Janet Wiles and J. Devin McAuley
Departments of Computer Science and Psychology
University of Queensland
janetw@cs.uq.edu.au, devin@psy.uq.edu.au
For many ANN models of cognitive phenomena, interesting behaviour appears to arise from the model as a total package, and it is often a challenge to understand how aspects of the behaviour are supported by components of the ANN. The goal of the case study analyses is to further such understanding, identifying the functional roles of ANN components and how they combine to explain cognitive phenomena.
Each Case Study is based on a published ANN simulation (or related architecture) in an area of cognitive science. These existing ANN models have been analysed with respect to three traditional strengths of ANNs - mechanisms for memory, time and change; and one area of weakness - mechanisms for structure (see below for details of these four areas). These four areas provide overlapping viewpoints from which to examine models. In essence, we believe they are the areas to look for the ``sources of power'' in a model.
The case studies are specifically intended for cognitive modellers who use ANNs, but we anticipate that they will also be of interest to the wider ANN community. The case study format grounds the analysis of the functional components of ANNs in the cognitive modelling literature, and focuses on phenomena that do admit a computational explanation. The case study method is intended as much as a learning experience as a communicative one.

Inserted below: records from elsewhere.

Issue #7404, opened 2024-09-11
static=True image logging still stores all the data


nisseknudsen:
**Describe the bug**
I am using `rr.log(..., static=True)` with images and the expectation that the memory consumption should stay stable over time. I only want to see the latest logged image.
I also have the expectation that when opening the (web) viewer, I do not have to watch through all of the history to the current frame.
Both is not met for some reason.

**To Reproduce**
Script to repro (uses webcam `0` on macOS, but should work with any computer with we webcam. Maybe try `/dev/video0` for ubuntu).
[scratch_5.py.zip](https://github.com/user-attachments/files/16968845/scratch_5.py.zip)

**Expected behavior**
Sidebar data source size stays stable and whatever a single JPEG image takes, let's say 20mbyte to be generous.
Unfortunately, it doesn't

<img width="349" alt="image" src="https://github.com/user-attachments/assets/af24a8a9-0834-4b88-b333-6a6fb419280b">

**Desktop (please complete the following information):**
 - OS: macOS Sonoma 14.6.1

**Rerun version**
Tested on 18.0 and 18.2 with same unexpected outcomes.

**Additional context**
Discord post: https://discord.com/channels/1062300748202921994/1075873257124810852/1283124563902992537

teh-cmc:
There are two issues at play:
1. Static chunks are not subject to the dangling detection/cleanup logic of the garbage collector, since static data as a whole is immune to garbage collection.
2. The decoded image cache doesn't subscribe to store events, and therefore continues caching stuff that has long been overwritten.

The fix for 1) is to properly account for static overwrites on the write path: patch all dangling references, decreases stats, fire events.
That should be a small amount of (likely tricky) code.

The fix for 2) is to set up a store subscriber so that the image cache drops overwritten data immediately.
That can range from trivial to extremely painful depending on how things are setup at the moment; I need to have a closer look.

nisseknudsen:
Thank you for the fix! Can confirm it works now 🙏

PR #7518, opened 2024-09-26
Automatic removal of unreachable static chunks

teh-cmc:
Unreachable static chunks are dead weight: there exists no query that can access their data (at least when using Rerun as a Visualizer).

By automatically removing dangling chunks, we make it possible for user to use the Rerun Viewer as a soft-realtime telemetry system (provided we properly invalidate our caches too, which is the subject of an upcoming PR).

This raises the question of what should happen when using Rerun as a database: should this data be kept and made accessible?
If so, this behavior should probably be made configurable (e.g. when instantiating a ChunkStore in the SDK).

* Part of #7404 

---

Test:
```python
from pathlib import Path

import rerun as rr

image_file_path = Path(__file__).parent / "ferris.png"

rr.init("rerun_example_encoded_image", spawn=True)

for _ in range(0, 10):
    rr.log("image", rr.EncodedImage(path=image_file_path), static=True)
```

Command:
```
RERUN_FLUSH_NUM_ROWS=0 python test.py
```

Before:
image

After:
image

### Checklist

### DIFF
--- a/crates/store/re_chunk_store/src/writes.rs
+++ b/crates/store/re_chunk_store/src/writes.rs
@@ -57,6 +57,8 @@ impl ChunkStore {
 
             let row_id_range_per_component = chunk.row_id_range_per_component();
 
+            let mut overwritten_chunk_ids = HashMap::default();
+
             for (&component_name, list_array) in chunk.components() {
                 let is_empty = list_array
                     .validity()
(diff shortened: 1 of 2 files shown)


Wumpf (approved):
so but what if I have a static image+mediatype and then were to override only the image? Then I'd always keep the first `image+mediatype` chunk around?

teh-cmc:
> so but what if I have a static image+mediatype and then were to override only the image? Then I'd always keep the first `image+mediatype` chunk around?

This is the subject of the next PR, but spoiler: no, if you overwrite the buffer, you'll drop every different media-type instantiations of that image..!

Introduction: As background to understanding the functional components, each case study begins by describing the task addressed by the model. The descriptions concern the inputs and outputs: how the task information is encoded in the input representation, and how the model's response is encoded by the output representation. In many cases, there is a distinction between the cognitive task of the model and its instantiation in the input/output task of the network. For studies such as Elman's SRN, this mismatch is intentional, as the cognitive task can be viewed as a by-product of another process (i.e., discovery of lexical classes is via the prediction task in Elman's SRN). In others, the mismatch between cognitive task and input/output task may be less benign, obscuring the contribution of the model towards understanding the phenomenon. The second role of the introduction in each case study is to describe the network used and explain how the network addresses the cognitive task.

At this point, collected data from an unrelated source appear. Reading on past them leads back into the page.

PR #7521, opened 2024-09-26
Make video decoding errors recoverable

### LINKED ISSUE #7491: Video decoder with multiple streams gets into error state after some scrubbing
Reproed while reviewing https://github.com/rerun-io/rerun/pull/7490, mp4 update and way the new preview plays might be relevant.

Used video: https://drive.google.com/file/d/19f_xKtM0ZcrLgSMfOAx2wCFJkEbB-g_m/view?usp=sharing

Did a bunch of seeks while the video is selected so that the preview keeps playing. Eventually both decoders get into an unrecoverable state:
image

Some more relevant browser log - looks like it first fails to decode but then can't recover:
```
[re_renderer::allocator::gpu_readback_belt] re_renderer/src/allocator/gpu_readback_belt.rs:278: Allocating new GpuReadbackBelt chunk of size 0.1 MiB [RemoteViewer.iXPtKCIw.js line 1 > Function:3244:17](https://rerun.io/_app/immutable/chunks/RemoteViewer.iXPtKCIw.js%20line%201%20%3E%20Function)
ERROR: [re_renderer::video::decoder::web] re_renderer/src/video/decoder/web.rs:421: failed to decode video: EncodingError: The given encoding is not supported. [RemoteViewer.iXPtKCIw.js line 1 > Function:3250:17](https://rerun.io/_app/immutable/chunks/RemoteViewer.iXPtKCIw.js%20line%201%20%3E%20Function)
ERROR: [re_renderer::video::decoder::web] re_renderer/src/video/decoder/web.rs:341: Failed to decode video chunk: InvalidStateError: VideoDecoder.decode: Decoder must be configured first [RemoteViewer.iXPtKCIw.js line 1 > Function:3250:17](https://rerun.io/_app/immutable/chunks/RemoteViewer.iXPtKCIw.js%20line%201%20%3E%20Function)
ERROR: [re_renderer::video::decoder::web] re_renderer/src/video/decoder/web.rs:421: failed to decode video: EncodingError: The given encoding is not supported. [RemoteViewer.iXPtKCIw.js line 1 > Function:3250:17](https://rerun.io/_app/immutable/chunks/RemoteViewer.iXPtKCIw.js%20line%201%20%3E%20Function)
[re_renderer::video::decoder::web] re_renderer/src/video/decoder/web.rs:84: Dropping VideoDecoder [RemoteViewer.iXPtKCIw.js line 1 > Function:3244:17](https://rerun.io/_app/immutable/chunks/RemoteViewer.iXPtKCIw.js%20line%201%20%3E%20Function)
[re_renderer::video::decoder::web] re_renderer/src/video/decoder/web.rs:86: Error when closing video decoder: InvalidStateError: An attempt was made to use an object that is not, or is no longer, usable [RemoteViewer.iXPtKCIw.js line 1 > Function:3250:17](https://rerun.io/_app/immutable/chunks/RemoteViewer.iXPtKCIw.js%20line%201%20%3E%20Function)
[re_renderer::video::decoder::web] re_renderer/src/video/decoder/web.rs:84: Dropping VideoDecoder [RemoteViewer.iXPtKCIw.js line 1 > Function:3244:17](https://rerun.io/_app/immutable/chunks/RemoteViewer.iXPtKCIw.js%20line%201%20%3E%20Function)
[re_renderer::video::decoder::web] re_renderer/src/video/decoder/web.rs:86: Error when closing video decoder: InvalidStateError: An attempt was made to use an object that is not, or is no longer, usable
```

Wumpf:
### What

* Fixes #7491

Unlike the issue title implies, the test video here always fails decoding at some point for Firefox & Chrome, it's not entirely deterministic though when & how often.

https://github.com/user-attachments/assets/8b04af17-66d2-47b0-8314-da9f3d5ee3f3

Latest version tested on Firefox & Chrome on Mac. Previously tested a similar changeset on Firefox & Chrome on Windows.

### Checklist
  * Using examples from latest `main` build: [rerun.io/viewer](https://rerun.io/viewer/pr/7521?manifest_url=https://app.rerun.io/version/main/examples_manifest.json)
  * Using full set of examples from `nightly` build: [rerun.io/viewer](https://rerun.io/viewer/pr/7521?manifest_url=https://app.rerun.io/version/nightly/examples_manifest.json)

- [PR Build Summary](https://build.rerun.io/pr/7521)

### DIFF
--- a/crates/viewer/re_renderer/src/video/decoder/web.rs
+++ b/crates/viewer/re_renderer/src/video/decoder/web.rs
@@ -13,7 +13,7 @@ use web_time::Instant;
 use super::latest_at_idx;
 use crate::{
     resource_managers::GpuTexture2D,
-    video::{DecodedFrame, DecodingError, FrameDecodingResult},
+    video::{DecodingError, FrameDecodingResult, VideoFrameTexture},
     DebugLabel, RenderContext,
 };
 
@@ -163,10 +163,10 @@ impl VideoDecoder {
     ) -> FrameDecodingResult {
         let result = self.frame_at_internal(presentation_timestamp_s);
         match &result {
-            Ok(DecodedFrame::Ready(_)) => {
+            Ok(VideoFrameTexture::Ready(_)) => {
                 self.error_on_last_frame_at = false;
             }
-            Ok(DecodedFrame::Pending(_)) => {
+            Ok(VideoFrameTexture::Pending(_)) => {
                 if self.error_on_last_frame_at {
                     // If we switched from error to pending, clear the texture.
                     // This is important to avoid flickering, in particular when switching from
@@ -311,7 +311,7 @@ impl VideoDecoder {
             // No buffered frames - texture will be blank.
 
             // Might this be due to an error?
-            ///
+            //
             // We only care about decoding errors when we don't find the requested frame,
             // since we want to keep playing the video fine even if parts of it are broken.
             // That said, practically we reset the decoder and thus all frames upon error,
@@ -330,7 +330,7 @@ impl VideoDecoder {
             // Don't return a zeroed texture, because we may just be behind on decoding
             // and showing an old frame is better than showing a blank frame,
             // because it causes "black flashes" to appear
-            return Ok(DecodedFrame::Pending(self.texture.clone()));
+            return Ok(VideoFrameTexture::Pending(self.texture.clone()));
         };
 
         // drain up-to (but not including) the frame idx, clearing out any frames
@@ -348,7 +348,7 @@ impl VideoDecoder {
         // We don't want to show this frame to the user, because it's not actually the one they requested,
         // so instead return the last decoded frame.
         if presentation_timestamp.into_millis(timescale) - frame_timestamp_ms > frame_duration_ms {
-            return Ok(DecodedFrame::Pending(self.texture.clone()));
+            return Ok(VideoFrameTexture::Pending(self.texture.clone()));
         }
 
         if self.last_used_frame_timestamp != frame.composition_timestamp {
@@ -356,7 +356,7 @@ impl VideoDecoder {
             copy_video_frame_to_texture(&self.queue, &frame.inner, &self.texture.texture);
         }
 
-        Ok(DecodedFrame::Ready(self.texture.clone()))
+        Ok(VideoFrameTexture::Ready(self.texture.clone()))
     }
 
     /// Clears the texture that is shown on pending to black.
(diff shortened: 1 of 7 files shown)


crates/viewer/re_renderer/src/video/decoder/web.rs
```diff
@@ -300,20 +295,37 @@ impl VideoDecoder {
...
         let Some(frame_idx) = latest_at_idx(
             &frames,
             |frame| frame.composition_timestamp,
             &presentation_timestamp,
         ) else {
-            // no buffered frames - texture will be blank
+            // No buffered frames - texture will be blank.
+
+            // Might this be due to an error?
+            if let Some(last_decoding_error) = decoder_output.last_decoding_error.clone() {
```
jprochazk, line 314: question: Doing it this way makes sense to me, but I wonder if we should unconditionally check for errors, instead of only in case we don't have any buffered frames? Would that make a difference in any case?

crates/viewer/re_renderer/src/video/mod.rs
```diff
@@ -47,17 +47,15 @@ pub enum DecodingError {
     NegativeTimestamp,
 }
 
+pub type FrameDecodingResult = Result<DecodedFrame, DecodingError>;
+
 /// Information about the status of a frame decoding.
-pub enum FrameDecodingResult {
+pub enum DecodedFrame {
```
jprochazk, line 53: nit: The frame may not be decoded yet, so I'm not sure about the naming here. Maybe `DecoderOutput`? We could also just use `Result<Poll<GpuTexture2D>, DecodingError>`

jprochazk (approved):
Cool!

crates/viewer/re_renderer/src/video/mod.rs
Wumpf: `Poll<GpuTexture2D>` would mean that the other side has to store the last known good texture and deal with all of that, also incompatible with the idea of small previews. But I like the naming suggestion!

crates/viewer/re_renderer/src/video/decoder/web.rs
Wumpf: Given that we throw away everything when reseting because of error it really shouldn't make a difference - if we fully recoverd by the time we enter here (impossible since we haven't given control back to the browser) then we wouldn't care about the error no matter how much time passed.
It's more that my internal logic went "only look for errors if we're out of frames" 🤔

crates/viewer/re_renderer/src/video/mod.rs
Wumpf: oh I already used up `DecoderOutput` now as an internal structure :thinking:
Hmm I can at least offer a counter argument that even on `Pending` we still tend to return a decoded frame...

Memory: The target area of memory concerns identifying the information to be stored in memory, and the mechanisms that support it. There have been a range of mechanisms proposed for storing and retrieving memories in neural networks: such as implicit long-term coding of memories distributed in the weights; memory as an attractor; short-term memory as transient decay of activations; limit-cycle encoding of memories with synchrony as a method of retrieval. The case studies consider the what and how of memory storage and retrieval: What information needs memory? How is it stored and retrieved?
Time: The target area of time concerns how time is treated in the data, processing and parameters of the network. For example, does the network consider time as an absolute measure in which events in the input are time-stamped with reference to an external clock, as a sequence in which only the order of events is specified, or as a relative measure in which durations are ratios of one another? Methods for processing temporal information with neural networks have included: using a fixed or sliding time window which maps time into space; learning of time delays in the network weights; sequential processing of time slices; and encoding time as the phase angle of an oscillator. The case studies consider what measures of time are used by the network, how they are represented and what the underlying mechanisms are.

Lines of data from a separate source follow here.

PR #7525, opened 2024-09-26
Invalidate hub-wide caches on deletions and overwrites

### LINKED ISSUE #7404: static=True image logging still stores all the data

teh-cmc:
Hub-wide caches now subscribe to store events and invalidate accordingly in the face of deletions and overwrites.

This is a crutch to compensate for the lack of secondary caching, but a much needed crutch: the Rerun Viewer can now effectively be used as a soft realtime telemetry system.

https://github.com/user-attachments/assets/f1136f9d-e1fd-4e6b-87c6-422d5f3345e8

* Fixes #7404 

---

### `EncodedImage`

```python
for _ in range(0, 100):
    rr.log("image", rr.EncodedImage(path=image_file_path), static=True)
    time.sleep(0.01) # give time for the viewer to query and cache it
```

Before: :red_square: 
After: :green_circle: 

### `Mesh3D`

```python
for _ in range(0, 100):
    rr.log(
        "triangle",
        rr.Mesh3D(
            vertex_positions=np.tile(np.array([[0.0, 0.0, 0.0], [1.0, 0.0, 0.0], [0.0, 1.0, 0.0]]), (33333, 1)),
            vertex_normals=[0.0, 0.0, 1.0],
            vertex_colors=[255, 0, 0],
        ),
        static=True,
    )
    time.sleep(0.01) # give time for the viewer to query and cache it
```

Before: :red_square: 
After: :green_circle:  

### `Asset3D`

```python
for _ in range(0, 100):
    rr.log("world/asset", rr.Asset3D(path=sys.argv[1]), static=True)
    time.sleep(0.01) # give time for the viewer to query and cache it
```

Before: :red_square: 
After: :green_circle: 

### `TensorData`

```python
for _ in range(0, 1000):
    rr.log("tensor", rr.Tensor(tensor, dim_names=("width", "height", "channel", "batch")), static=True)
    time.sleep(0.01) # give time for the viewer to query and cache it
```

Before: :red_square: 
After: :green_circle: 

### `AssetVideo`

```python
frame_timestamps_ns = video_asset.read_frame_timestamps_ns()
rr.send_columns(
    "video",
    times=[rr.TimeNanosColumn("video_time", frame_timestamps_ns)],
    components=[rr.VideoFrameReference.indicator(), rr.components.VideoTimestamp.nanoseconds(frame_timestamps_ns)],
)

for _ in range(0, 100):
    rr.log("video", video_asset, static=True)
    time.sleep(0.01) # give time for the viewer to query and cache it
```

Before: :red_square: 
After: :green_circle:

---

### Checklist
  * Using examples from latest `main` build: [rerun.io/viewer](https://rerun.io/viewer/pr/7525?manifest_url=https://app.rerun.io/version/main/examples_manifest.json)
  * Using full set of examples from `nightly` build: [rerun.io/viewer](https://rerun.io/viewer/pr/7525?manifest_url=https://app.rerun.io/version/nightly/examples_manifest.json)

- [PR Build Summary](https://build.rerun.io/pr/7525)

### DIFF
--- a/examples/python/face_tracking/face_tracking.py
+++ b/examples/python/face_tracking/face_tracking.py
@@ -20,6 +20,10 @@ import rerun.blueprint as rrb
 import tqdm
 from mediapipe.tasks.python import vision
 
+# If set, log everything as static
+global ALL_STATIC
+ALL_STATIC: bool = False
+
 EXAMPLE_DIR: Final = Path(os.path.dirname(__file__))
 DATASET_DIR: Final = EXAMPLE_DIR / "dataset"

Change: In this section, the case studies consider the types of changes that occur in the neural network, parameters, data, etc, over a range of timescales:
They concern the types of changes that occur in the selected model and they are implemented in the network's mechanisms. (Note that few of these aspects apply to any one model, with many case studies focusing on change as learning.)
Structure: In this section, the case studies consider how structured information in the environment is represented as structured information in the network (e.g., an implicit grammar in training data can be encoded in the hidden-unit space of a recurrent net; and higher-order bindings can be stored using tensors or phase synchrony). Some structure is coded directly into the architecture of the network (e.g., the network may be partitioned into modules to directly encode structure). The way in which structure is encoded in the network constrains the generalization that the network capable of, and the case studies address whether generalization is due to direct coding of structure vs. learning it from the training data. There has been an ongoing debate in the ANN literature on the generalization abilities of networks. Where possible, the case studies address whether there are important aspects of structure that cannot be represented, learned or generalized by the network, or structure that may be expected to be reflected in the ANN model but is not.
Discussion and Conclusions: The final section involves discussion of how the functional components reviewed in the previous sections combine to explain the cognitive phenomena targeted by the model.